» Description of the task
State how many lines below hold the word "completely". Give that number and no other text.

» Input for this task
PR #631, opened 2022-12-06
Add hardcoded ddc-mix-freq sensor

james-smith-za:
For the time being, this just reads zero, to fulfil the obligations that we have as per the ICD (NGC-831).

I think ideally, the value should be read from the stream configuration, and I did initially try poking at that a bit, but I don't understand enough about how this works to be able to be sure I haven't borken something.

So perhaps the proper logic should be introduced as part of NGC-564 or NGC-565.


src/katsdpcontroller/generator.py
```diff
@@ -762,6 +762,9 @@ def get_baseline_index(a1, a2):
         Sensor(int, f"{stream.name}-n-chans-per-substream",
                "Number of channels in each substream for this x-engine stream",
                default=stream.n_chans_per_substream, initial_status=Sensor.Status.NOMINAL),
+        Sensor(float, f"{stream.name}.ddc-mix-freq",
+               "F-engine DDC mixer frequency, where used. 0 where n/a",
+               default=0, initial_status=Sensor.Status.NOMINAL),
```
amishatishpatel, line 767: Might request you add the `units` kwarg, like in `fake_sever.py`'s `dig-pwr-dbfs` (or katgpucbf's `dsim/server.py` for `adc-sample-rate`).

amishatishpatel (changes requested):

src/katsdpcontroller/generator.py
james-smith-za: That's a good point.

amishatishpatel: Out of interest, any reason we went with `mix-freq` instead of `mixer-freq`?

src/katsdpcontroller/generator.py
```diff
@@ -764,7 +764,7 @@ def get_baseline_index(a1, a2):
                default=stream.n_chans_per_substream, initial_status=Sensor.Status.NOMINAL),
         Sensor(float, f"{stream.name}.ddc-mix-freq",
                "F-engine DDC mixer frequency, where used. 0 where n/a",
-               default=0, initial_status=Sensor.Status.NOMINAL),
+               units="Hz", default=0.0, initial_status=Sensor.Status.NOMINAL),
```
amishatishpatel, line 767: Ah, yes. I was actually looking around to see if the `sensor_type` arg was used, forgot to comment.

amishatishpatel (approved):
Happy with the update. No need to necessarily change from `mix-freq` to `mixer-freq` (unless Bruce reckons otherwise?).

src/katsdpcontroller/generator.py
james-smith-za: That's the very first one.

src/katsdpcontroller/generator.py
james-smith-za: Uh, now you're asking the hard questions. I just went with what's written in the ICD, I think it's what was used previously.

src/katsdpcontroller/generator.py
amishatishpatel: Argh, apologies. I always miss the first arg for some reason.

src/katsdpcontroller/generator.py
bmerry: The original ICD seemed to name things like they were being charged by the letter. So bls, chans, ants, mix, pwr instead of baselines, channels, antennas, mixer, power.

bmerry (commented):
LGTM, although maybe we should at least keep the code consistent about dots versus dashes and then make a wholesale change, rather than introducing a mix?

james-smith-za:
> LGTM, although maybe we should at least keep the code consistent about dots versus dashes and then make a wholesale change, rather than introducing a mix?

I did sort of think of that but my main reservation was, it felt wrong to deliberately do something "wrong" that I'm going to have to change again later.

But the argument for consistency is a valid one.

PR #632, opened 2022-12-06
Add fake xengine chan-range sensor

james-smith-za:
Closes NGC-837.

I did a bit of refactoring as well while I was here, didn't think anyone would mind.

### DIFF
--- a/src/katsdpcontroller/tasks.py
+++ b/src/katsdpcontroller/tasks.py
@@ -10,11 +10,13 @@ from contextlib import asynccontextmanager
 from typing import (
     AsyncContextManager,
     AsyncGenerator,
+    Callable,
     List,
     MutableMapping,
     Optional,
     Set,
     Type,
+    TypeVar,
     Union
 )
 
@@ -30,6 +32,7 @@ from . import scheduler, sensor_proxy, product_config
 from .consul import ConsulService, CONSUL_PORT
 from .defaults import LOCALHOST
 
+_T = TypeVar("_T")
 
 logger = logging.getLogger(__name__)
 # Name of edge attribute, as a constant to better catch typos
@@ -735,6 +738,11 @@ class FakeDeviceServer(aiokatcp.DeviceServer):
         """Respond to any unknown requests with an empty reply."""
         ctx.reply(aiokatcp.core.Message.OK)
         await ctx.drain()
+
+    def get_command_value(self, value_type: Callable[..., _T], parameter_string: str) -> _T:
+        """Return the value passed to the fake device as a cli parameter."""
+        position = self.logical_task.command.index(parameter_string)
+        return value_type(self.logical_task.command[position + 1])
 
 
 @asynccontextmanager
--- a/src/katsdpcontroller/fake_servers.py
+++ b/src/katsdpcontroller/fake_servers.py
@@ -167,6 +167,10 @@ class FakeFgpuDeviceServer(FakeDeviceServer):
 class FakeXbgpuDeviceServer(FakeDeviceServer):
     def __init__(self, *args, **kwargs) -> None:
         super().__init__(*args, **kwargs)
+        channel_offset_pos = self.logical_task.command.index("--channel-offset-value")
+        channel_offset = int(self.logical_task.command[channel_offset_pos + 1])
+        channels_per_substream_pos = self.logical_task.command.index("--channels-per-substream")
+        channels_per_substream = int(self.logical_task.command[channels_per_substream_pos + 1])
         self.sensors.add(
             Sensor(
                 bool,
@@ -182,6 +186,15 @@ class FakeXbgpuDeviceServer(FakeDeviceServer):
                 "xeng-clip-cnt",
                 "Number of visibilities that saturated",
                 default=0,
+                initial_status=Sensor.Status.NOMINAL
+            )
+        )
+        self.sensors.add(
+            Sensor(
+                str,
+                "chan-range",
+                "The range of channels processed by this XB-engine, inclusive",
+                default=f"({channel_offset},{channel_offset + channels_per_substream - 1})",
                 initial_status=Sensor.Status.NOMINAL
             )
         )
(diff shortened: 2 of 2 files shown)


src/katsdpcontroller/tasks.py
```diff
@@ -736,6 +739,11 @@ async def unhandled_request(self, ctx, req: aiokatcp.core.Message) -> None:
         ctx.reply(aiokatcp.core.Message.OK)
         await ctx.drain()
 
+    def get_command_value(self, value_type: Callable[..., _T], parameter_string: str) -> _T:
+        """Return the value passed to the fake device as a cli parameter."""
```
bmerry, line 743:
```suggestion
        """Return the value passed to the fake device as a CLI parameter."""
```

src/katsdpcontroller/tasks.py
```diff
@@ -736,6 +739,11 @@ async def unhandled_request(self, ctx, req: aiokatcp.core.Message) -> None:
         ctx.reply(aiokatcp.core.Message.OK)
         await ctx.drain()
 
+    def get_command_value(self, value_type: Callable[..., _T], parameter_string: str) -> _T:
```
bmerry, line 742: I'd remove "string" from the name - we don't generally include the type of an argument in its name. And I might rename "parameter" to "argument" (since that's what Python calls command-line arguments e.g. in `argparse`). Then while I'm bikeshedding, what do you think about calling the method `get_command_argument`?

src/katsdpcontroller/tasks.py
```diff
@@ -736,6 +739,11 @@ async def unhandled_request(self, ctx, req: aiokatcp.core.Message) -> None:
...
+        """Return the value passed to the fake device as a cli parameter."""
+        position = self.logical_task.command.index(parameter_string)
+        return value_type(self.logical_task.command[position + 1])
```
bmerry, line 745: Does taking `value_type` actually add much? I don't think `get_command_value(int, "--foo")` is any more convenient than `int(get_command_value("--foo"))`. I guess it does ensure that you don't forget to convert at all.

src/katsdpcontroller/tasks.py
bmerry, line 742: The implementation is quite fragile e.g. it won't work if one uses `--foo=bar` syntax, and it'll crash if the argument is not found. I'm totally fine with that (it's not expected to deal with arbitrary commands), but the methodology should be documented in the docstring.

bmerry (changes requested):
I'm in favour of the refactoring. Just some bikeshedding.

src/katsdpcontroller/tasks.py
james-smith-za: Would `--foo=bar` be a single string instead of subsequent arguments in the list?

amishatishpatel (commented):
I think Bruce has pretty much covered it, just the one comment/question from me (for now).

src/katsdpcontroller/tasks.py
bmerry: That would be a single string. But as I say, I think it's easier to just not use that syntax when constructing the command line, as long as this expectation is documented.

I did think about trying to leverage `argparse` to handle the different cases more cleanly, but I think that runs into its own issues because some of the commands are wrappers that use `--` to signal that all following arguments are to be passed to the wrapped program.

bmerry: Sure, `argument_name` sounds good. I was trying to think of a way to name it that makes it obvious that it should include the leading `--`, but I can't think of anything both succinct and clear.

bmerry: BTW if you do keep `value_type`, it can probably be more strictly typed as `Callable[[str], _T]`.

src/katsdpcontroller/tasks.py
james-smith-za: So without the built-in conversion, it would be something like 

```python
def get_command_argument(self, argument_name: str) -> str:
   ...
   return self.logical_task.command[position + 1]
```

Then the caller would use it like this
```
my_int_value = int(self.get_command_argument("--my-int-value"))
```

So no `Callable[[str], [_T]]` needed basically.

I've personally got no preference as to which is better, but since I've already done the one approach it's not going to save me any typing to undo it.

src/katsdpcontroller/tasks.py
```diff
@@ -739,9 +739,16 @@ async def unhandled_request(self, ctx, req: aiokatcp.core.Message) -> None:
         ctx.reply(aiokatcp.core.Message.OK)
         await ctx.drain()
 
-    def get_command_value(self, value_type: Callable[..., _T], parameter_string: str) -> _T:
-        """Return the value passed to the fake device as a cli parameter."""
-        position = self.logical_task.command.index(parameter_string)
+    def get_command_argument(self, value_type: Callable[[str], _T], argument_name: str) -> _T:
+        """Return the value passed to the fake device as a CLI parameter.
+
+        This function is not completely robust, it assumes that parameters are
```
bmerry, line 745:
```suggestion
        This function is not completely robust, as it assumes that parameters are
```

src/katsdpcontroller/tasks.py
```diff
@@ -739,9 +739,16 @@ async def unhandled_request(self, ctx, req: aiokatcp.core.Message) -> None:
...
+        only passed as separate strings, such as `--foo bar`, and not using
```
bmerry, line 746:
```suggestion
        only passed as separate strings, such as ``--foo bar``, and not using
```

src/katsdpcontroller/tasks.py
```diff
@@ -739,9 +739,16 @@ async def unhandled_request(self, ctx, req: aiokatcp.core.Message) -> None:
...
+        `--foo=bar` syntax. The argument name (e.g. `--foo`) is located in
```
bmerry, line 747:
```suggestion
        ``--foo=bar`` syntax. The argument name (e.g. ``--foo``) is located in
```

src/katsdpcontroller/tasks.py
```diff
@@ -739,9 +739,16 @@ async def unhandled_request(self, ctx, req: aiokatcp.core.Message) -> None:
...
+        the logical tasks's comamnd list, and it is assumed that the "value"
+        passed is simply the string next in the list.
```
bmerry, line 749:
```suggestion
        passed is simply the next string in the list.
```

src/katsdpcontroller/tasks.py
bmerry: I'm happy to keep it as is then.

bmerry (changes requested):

» Final answer
2